→ **RECORDS SUPPLIED**:
PR #1398, opened 2021-04-18
fix: correct some type-hints in gitlab/mixins.py

JohnVillalovos:
Commit baea7215bbbe07c06b2ca0f97a1d3d482668d887 introduced type-hints
for gitlab/mixins.py.

After starting to add type-hints to gitlab/v4/objects/users.py
discovered a few errors.

Main error was using '=' instead of ':'. For example:
  _parent = Optional[...] should be _parent: Optional[...]

Resolved those issues.


max-wittig:
Thanks for the fixes. That makes much more sense now 😄

PR #1399, opened 2021-04-18
fix: argument type was not a tuple as expected

JohnVillalovos:
While adding type-hints mypy flagged this as an issue. The third
argument to register_custom_action is supposed to be a tuple. It was
being passed as a string rather than a tuple of strings.


max-wittig:
That mistake happens too often in Python 😄 

LGTM 👍

JohnVillalovos:
> That mistake happens too often in Python 😄

One of the things I like with adding the static type-hints and then using mypy. That is how I caught this one. May find more issues as more and more type-hints are added.

PR #1400, opened 2021-04-18
chore: remove unused function sanitize_parameters()

JohnVillalovos:
The function sanitize_parameters() was used when the v3 API was in
use. Since v3 API support has been removed there are no more users of
this function.


max-wittig:
Removing code is always nice! Thanks 👍

PR #1404, opened 2021-04-22
fix: update user's bool data and avatar

DylannCordel:
Hi !

If we want to update email, avatar and do not send email confirmation change (`skip_reconfirmation` = True), `MultipartEncoder` will try to encode everything except None and bytes. So it tries to encode bools. 

Casting bool's values to their stringified int representation fix it.

Exemple to reproduce it:

```
user.skip_reconfirmation = True
user.email = user_data['email']
user.avatar = b'\xff\xd8\xff\xdb\x00C\x00\x06\x04\x0...'
user.save()
```

### DIFF
--- a/gitlab/client.py
+++ b/gitlab/client.py
@@ -505,6 +505,12 @@ class Gitlab(object):
             json = None
             if post_data is None:
                 post_data = {}
+            else:
+                # booleans does not exists for data (neither for MultipartEncoder):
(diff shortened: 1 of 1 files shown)


JohnVillalovos (approved):
Makes sense to me.

Thanks

max-wittig:
Thanks LGTM 👍

PR #1880, opened 2022-02-05
chore: correct type-hints for per_page attrbute

JohnVillalovos:
There are occasions where a GitLab `list()` call does not return the
`x-per-page` header. For example the listing of custom attributes.

Update the type-hints to reflect that.

### DIFF
--- a/gitlab/client.py
+++ b/gitlab/client.py
@@ -1039,11 +1039,9 @@ class GitlabList:
         return int(self._next_page) if self._next_page else None
 
     @property
-    def per_page(self) -> int:
+    def per_page(self) -> Optional[int]:
         """The number of items per page."""
-        if TYPE_CHECKING:
-            assert self._per_page is not None
-        return int(self._per_page)
+        return int(self._per_page) if self._per_page is not None else None
 
     # NOTE(jlvillal): When a query returns more than 10,000 items, GitLab doesn't return
     # the headers 'x-total-pages' and 'x-total'. In those cases we return None.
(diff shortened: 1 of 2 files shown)


gitlab/client.py
```diff
@@ -1039,10 +1039,10 @@ def next_page(self) -> Optional[int]:
         return int(self._next_page) if self._next_page else None
 
     @property
-    def per_page(self) -> int:
+    def per_page(self) -> Optional[int]:
         """The number of items per page."""
-        if TYPE_CHECKING:
-            assert self._per_page is not None
+        if self._per_page is None:
+            return None
```
nejch, line 1045: We're doing this slightly differently just above for `prev_page` and `next_page` to also handle empty headers, not sure how likely that is, just a note.

nejch (commented):
Huh, interesting, another API quirk I guess. Should we be testing this somewhere? I guess it doesn't make sense to spend time on it.

gitlab/client.py
JohnVillalovos: Above is the same but just a single line. I will update this to match.

JohnVillalovos:
> Huh, interesting, another API quirk I guess. Should we be testing this somewhere? I guess it doesn't make sense to spend time on it.

I'm not sure how much value in testing for this, but I can if you want.

nejch (approved):

nejch:
> > Huh, interesting, another API quirk I guess. Should we be testing this somewhere? I guess it doesn't make sense to spend time on it.
> 
> I'm not sure how much value in testing for this, but I can if you want.

Probably not :) just another weird one!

→ **WHAT IS BEING ASKED**:
Above this instruction are the records; retype exactly the lines from the one containing "fix: argument type" up to and including the one containing "The function sanitize_parameters()".

→ **REPLY TO THE EXERCISE**:
fix: argument type was not a tuple as expected

JohnVillalovos:
While adding type-hints mypy flagged this as an issue. The third
argument to register_custom_action is supposed to be a tuple. It was
being passed as a string rather than a tuple of strings.


max-wittig:
That mistake happens too often in Python 😄 

LGTM 👍

JohnVillalovos:
> That mistake happens too often in Python 😄

One of the things I like with adding the static type-hints and then using mypy. That is how I caught this one. May find more issues as more and more type-hints are added.

PR #1400, opened 2021-04-18
chore: remove unused function sanitize_parameters()

JohnVillalovos:
The function sanitize_parameters() was used when the v3 API was in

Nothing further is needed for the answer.